Collected data:
>>>
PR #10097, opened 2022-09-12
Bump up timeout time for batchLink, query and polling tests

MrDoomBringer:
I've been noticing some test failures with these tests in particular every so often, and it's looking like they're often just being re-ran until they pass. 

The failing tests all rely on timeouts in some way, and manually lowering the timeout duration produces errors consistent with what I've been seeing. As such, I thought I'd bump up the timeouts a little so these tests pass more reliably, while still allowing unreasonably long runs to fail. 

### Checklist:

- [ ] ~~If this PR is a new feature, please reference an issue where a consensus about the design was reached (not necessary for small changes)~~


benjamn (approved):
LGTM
<<<
>>>
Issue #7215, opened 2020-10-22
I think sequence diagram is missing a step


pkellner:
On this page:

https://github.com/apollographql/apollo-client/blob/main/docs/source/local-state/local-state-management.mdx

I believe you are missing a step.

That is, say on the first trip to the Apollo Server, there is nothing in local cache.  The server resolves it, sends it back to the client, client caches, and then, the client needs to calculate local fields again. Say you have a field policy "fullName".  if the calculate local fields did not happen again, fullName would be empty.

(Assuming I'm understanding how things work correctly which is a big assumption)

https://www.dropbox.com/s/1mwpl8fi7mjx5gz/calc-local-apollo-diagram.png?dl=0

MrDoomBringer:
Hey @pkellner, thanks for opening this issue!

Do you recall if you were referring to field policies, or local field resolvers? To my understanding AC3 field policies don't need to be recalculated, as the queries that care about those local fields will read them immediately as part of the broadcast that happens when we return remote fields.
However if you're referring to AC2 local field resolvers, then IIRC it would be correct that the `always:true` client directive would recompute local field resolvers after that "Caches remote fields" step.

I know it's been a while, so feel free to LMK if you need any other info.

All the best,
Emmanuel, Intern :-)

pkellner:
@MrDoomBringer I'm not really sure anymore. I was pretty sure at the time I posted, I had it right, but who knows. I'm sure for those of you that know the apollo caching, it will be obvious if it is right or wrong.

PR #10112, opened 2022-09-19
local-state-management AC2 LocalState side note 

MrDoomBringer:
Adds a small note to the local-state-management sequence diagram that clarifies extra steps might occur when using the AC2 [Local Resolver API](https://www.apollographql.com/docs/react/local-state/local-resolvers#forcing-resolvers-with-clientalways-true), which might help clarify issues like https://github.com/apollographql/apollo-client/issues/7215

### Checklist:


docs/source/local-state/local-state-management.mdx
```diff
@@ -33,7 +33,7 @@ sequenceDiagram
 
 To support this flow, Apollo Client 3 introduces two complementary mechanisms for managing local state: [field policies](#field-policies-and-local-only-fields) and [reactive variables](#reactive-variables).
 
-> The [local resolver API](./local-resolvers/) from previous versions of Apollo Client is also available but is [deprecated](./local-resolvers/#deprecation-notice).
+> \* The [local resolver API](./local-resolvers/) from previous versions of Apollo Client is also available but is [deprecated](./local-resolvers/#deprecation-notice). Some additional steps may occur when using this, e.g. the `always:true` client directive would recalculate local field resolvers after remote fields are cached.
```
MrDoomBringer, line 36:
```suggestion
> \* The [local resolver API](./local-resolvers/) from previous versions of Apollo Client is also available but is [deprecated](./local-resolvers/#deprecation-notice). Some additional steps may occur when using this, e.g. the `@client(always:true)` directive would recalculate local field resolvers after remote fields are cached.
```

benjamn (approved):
<<<
>>>
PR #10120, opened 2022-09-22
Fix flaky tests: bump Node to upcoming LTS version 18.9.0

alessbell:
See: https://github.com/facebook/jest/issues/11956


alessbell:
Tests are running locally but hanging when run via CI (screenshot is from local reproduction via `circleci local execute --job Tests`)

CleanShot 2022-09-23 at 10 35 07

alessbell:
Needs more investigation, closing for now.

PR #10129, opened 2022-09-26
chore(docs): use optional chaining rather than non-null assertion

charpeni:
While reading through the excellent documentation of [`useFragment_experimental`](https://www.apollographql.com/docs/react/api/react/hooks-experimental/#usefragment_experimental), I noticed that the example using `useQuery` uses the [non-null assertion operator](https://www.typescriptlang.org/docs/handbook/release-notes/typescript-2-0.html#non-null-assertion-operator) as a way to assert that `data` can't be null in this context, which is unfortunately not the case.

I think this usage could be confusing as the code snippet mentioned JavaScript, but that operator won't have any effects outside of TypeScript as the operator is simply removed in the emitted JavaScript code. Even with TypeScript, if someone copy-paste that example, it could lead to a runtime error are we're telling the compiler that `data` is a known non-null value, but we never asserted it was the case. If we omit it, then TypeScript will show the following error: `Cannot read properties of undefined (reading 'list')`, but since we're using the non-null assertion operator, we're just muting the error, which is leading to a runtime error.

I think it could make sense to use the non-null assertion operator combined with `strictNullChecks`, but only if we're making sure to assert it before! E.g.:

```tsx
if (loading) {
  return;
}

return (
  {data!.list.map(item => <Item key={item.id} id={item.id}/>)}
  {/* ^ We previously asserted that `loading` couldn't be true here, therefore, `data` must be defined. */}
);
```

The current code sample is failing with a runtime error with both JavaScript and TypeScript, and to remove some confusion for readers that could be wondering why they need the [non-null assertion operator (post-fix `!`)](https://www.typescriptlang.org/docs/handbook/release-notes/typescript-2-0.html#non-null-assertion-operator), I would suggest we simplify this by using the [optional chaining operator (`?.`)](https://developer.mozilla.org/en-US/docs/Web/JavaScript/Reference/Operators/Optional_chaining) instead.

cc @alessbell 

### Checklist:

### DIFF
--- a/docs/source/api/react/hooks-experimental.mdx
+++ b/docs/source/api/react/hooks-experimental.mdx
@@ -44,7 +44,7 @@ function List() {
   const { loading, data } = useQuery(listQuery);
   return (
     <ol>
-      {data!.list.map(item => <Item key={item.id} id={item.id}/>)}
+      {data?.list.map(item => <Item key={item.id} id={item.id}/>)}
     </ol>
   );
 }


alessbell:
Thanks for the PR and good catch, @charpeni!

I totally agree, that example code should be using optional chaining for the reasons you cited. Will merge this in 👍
<<<
**Work order:** Output only an exact transcription of the lines above from the one with "PR #10097, opened 2022-09-12" up to and including the one with "I've been noticing".

**Answer section:**
PR #10097, opened 2022-09-12
Bump up timeout time for batchLink, query and polling tests

MrDoomBringer:
I've been noticing some test failures with these tests in particular every so often, and it's looking like they're often just being re-ran until they pass. 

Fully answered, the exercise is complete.